YHealth for Growth evidence informs parliamentary report

Posted: 20th May 2021

 

Evidence from the Yorkshire & Humber AHSN’s ‘Levelling Up Yorkshire and Humber’ report, produced in partnership with NHS Confederation and Yorkshire Universities as part of the YHealth for Growth campaign, has been used to inform a report by the House of Lords’ Public Services Committee on the ‘levelling up’ agenda.  

Ahead of the forthcoming Government White Paper on the ‘levelling up’ strategy, the Public Services Committee sent its position paper to Prime Minister, Boris Johnson in which it calls for ‘better targeted’ plans that protects health, education and skills in more deprived areas of the country.  
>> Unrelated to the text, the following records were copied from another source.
PR #1080, opened 2025-08-29
Add service instance id to `/nodes` endpoints

jakubno:
Add service instance id to `/nodes` endpoint


packages/api/internal/orchestrator/admin.go
```diff
@@ -58,18 +61,23 @@ func (o *Orchestrator) AdminNodes() []*api.Node {
 	return result
 }
 
-func (o *Orchestrator) AdminNodeDetail(nomadNodeShortID string) (*api.NodeDetail, error) {
-	n := o.GetNodeByNomadShortID(nomadNodeShortID)
+func (o *Orchestrator) AdminNodeDetail(clusterID uuid.UUID, nodeID string) (*api.NodeDetail, error) {
```
dobrac:
```suggestion
func (o *Orchestrator) AdminNodeDetail(clusterID uuid.UUID, nodeIDOrNomadNodeShortID string) (*api.NodeDetail, error) {
```

PR #3437, opened 2026-07-29
test(orch): per-distro template-build coverage

tomassrnka:
Adds a unit test that holds every distro profile's package set to a shared capability map, and integration tests that build a template from an Ubuntu, Fedora, Arch and Alpine base image plus one unsupported image that must be rejected with a readable reason. Stacked on #3411 — retarget to main once that merges. Heads-up on cost: the first run pulls and provisions four new base images, so the templates package gets slower until the base-layer cache warms.


tomassrnka:
bugbot run

jakubno (approved):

As part of the Committee’s evidence session earlier this year, Yorkshire & Humber AHSN CEO Richard Stubbs referred to evidence from the YHealth for Growth report that highlights how levelling up our local economies is reliant on increased investment in health and education services as well as recognising the wider social and economic determinants of health. 

During the session, Richard told House of Lords peers: “Health and economy are bound tightly together. Interventions to improve growth and inclusive wellbeing are in all of our interests and it should be a shared priority and endeavour.” 

The Committee has now called on the Government to work with local service providers and users to set targets to improve for example, life expectancy, employment, literacy and numeracy of children starting school and the number of entrants to higher education. 

Baroness Armstrong, Committee Chair, said: “Not only places but the people who live in them should be at the heart of ‘levelling up’. Social infrastructure and support provided by public services is at least as critical to communities as investment in roads and bridges.  

“Lack of funding for preventative health services, vocational education and for better literacy and numeracy among disadvantaged children has undermined the resilience of our poorest communities and further entrenched inequality.   

“Successfully ‘levelling up’ will require a more holistic approach. A White Paper – which should be published urgently – is welcome but it’s unclear exactly what the government wants to level up, how much its strategy will cost, how long it will take and how it plans to achieve its goals.  

“The strategy will require a major change of direction if it’s to achieve its admirable ambition for people in ‘left-behind’ areas to have the same opportunities as elsewhere in the country.”